**WHAT NEEDS TO BE DONE:**
Could you retype, exactly as written, every line from the top of the records through the line that contains "types := *p.Value.Schema.Value.Type"?

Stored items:
PR #262, opened 2024-05-10
feat: break out required and optional flags in subcommand help

k3llymariee:
```shell
ldcli teams get --help
```
image

### DIFF
--- a/cmd/resources/resources.go
+++ b/cmd/resources/resources.go
@@ -135,6 +135,9 @@ func GetTemplateData(fileName string) (TemplateData, error) {
 			for _, p := range op.Parameters {
 				if p.Value != nil {
 					// TODO: confirm if we only have one type per param b/c somehow this is a slice
+					if strings.Contains(p.Value.Description, "Deprecated") {
+						continue
+					}
 					types := *p.Value.Schema.Value.Type
 					param := Param{
 						Name:        strcase.ToKebab(p.Value.Name),
@@ -253,6 +256,7 @@ func (op *OperationCmd) initFlags() error {
 			if err != nil {
 				return err
 			}
+			op.cmd.Flags().SetAnnotation(flagName, "required", []string{"true"})
 		}
 
 		err := viper.BindPFlag(flagName, op.cmd.Flags().Lookup(flagName))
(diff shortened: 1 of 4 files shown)


cmd/resources/resources.go
```diff
@@ -135,6 +135,9 @@ func GetTemplateData(fileName string) (TemplateData, error) {
 			for _, p := range op.Parameters {
 				if p.Value != nil {
 					// TODO: confirm if we only have one type per param b/c somehow this is a slice
+					if strings.Contains(p.Value.Description, "Deprecated") {
+						continue
+					}
```
k3llymariee, line 140: sneaking this in here as i noticed we had some deprecated flags in the cli

cmd/resources/resources.go
```diff
@@ -352,10 +356,49 @@ func NewOperationCmd(parentCmd *cobra.Command, client resources.Client, op Opera
...
+  {{rpad .Name .NamePadding }} {{.Short}}{{end}}{{end}}{{end}}{{end}}{{end}}{{if .HasAvailableLocalFlags}}
+
+Required flags:
+{{WrappedRequiredFlagUsages . | trimTrailingWhitespaces}}
+
+Optional flags:
+{{WrappedOptionalFlagUsages . | trimTrailingWhitespaces}}
+
+Global Flags:
+{{rpad "  -h, --help" 29}} Help for this command
```
k3llymariee, line 396: it felt weird to include this within the "optional" flags, even though it's not technically a global flag it kinda is? lmk if we want to move this somewhere else

cmd/templates.go
```diff
@@ -21,3 +27,44 @@ Flags:
...
+	width, _, err := term.GetSize(0)
+	if err != nil {
+		width = 80
+	}
+
+	return width
+}
+
+func init() {
+	cobra.AddTemplateFunc("WrappedRequiredFlagUsages", WrappedRequiredFlagUsages)
```
dbolson, line 68: Could you move these to [`Execute()`](https://github.com/launchdarkly/ldcli/blob/main/cmd/root.go#L190) so we don't use `init()`?

dbolson (approved):

cmd/templates.go
k3llymariee: oh yup!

**TASK RESPONSE:**
PR #262, opened 2024-05-10
feat: break out required and optional flags in subcommand help

k3llymariee:
```shell
ldcli teams get --help
```
image

### DIFF
--- a/cmd/resources/resources.go
+++ b/cmd/resources/resources.go
@@ -135,6 +135,9 @@ func GetTemplateData(fileName string) (TemplateData, error) {
 			for _, p := range op.Parameters {
 				if p.Value != nil {
 					// TODO: confirm if we only have one type per param b/c somehow this is a slice
+					if strings.Contains(p.Value.Description, "Deprecated") {
+						continue
+					}
 					types := *p.Value.Schema.Value.Type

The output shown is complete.